The findings of a new study highlight the potential risks associated with carbapenem-resistant Enterobacteriaceae (CRE) infections, as the antibiotic-resistant “superbug” often carries no symptoms and can be spread between patients undetected.
Researchers from Harvard and MIT studied four cases of CRE infections sampled from three hospitals in the Boston-Area and one hospital located in Irvine, California.
According to findings published in the medical journal Proceedings of the National Academy of Sciences this week, CRE may be spreading much more widely than previously thought.

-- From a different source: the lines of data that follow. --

PR #833, opened 2021-05-12
EVAKA-4190 Supervisor message account

akheron:
#### Summary
- Add support for marking message accounts as active/inactive
- Add message account for unit supervisor when giving them a supervisor role
- Deactivate the message account when removing the last supervisor role

### DIFF
--- a/service/src/integrationTest/kotlin/fi/espoo/evaka/daycare/controllers/UnitAclControllerIntegrationTest.kt
+++ b/service/src/integrationTest/kotlin/fi/espoo/evaka/daycare/controllers/UnitAclControllerIntegrationTest.kt
@@ -22,6 +22,8 @@ import fi.espoo.evaka.shared.dev.insertTestEmployee
 import fi.espoo.evaka.testAreaCode
 import fi.espoo.evaka.testAreaId
 import fi.espoo.evaka.testDaycare
+import fi.espoo.evaka.testDaycare2
+import org.jdbi.v3.core.kotlin.mapTo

Researchers tested 250 samples from patients who had CRE and found eight species were resistant to antibiotics. They also documented identical genes in different species and found two cases of high-level resistance they could not explain.
The study suggests that patients are colonizing the germs without exhibiting symptoms and then spreading it to other patients without becoming sick themselves. In fact, most patients won’t have any symptoms, researchers note.
The CRE bacteria lives in the intestinal tract, but can infect nearly any part of the body. When symptoms are present, they range from fever, chills, headaches to general weakness.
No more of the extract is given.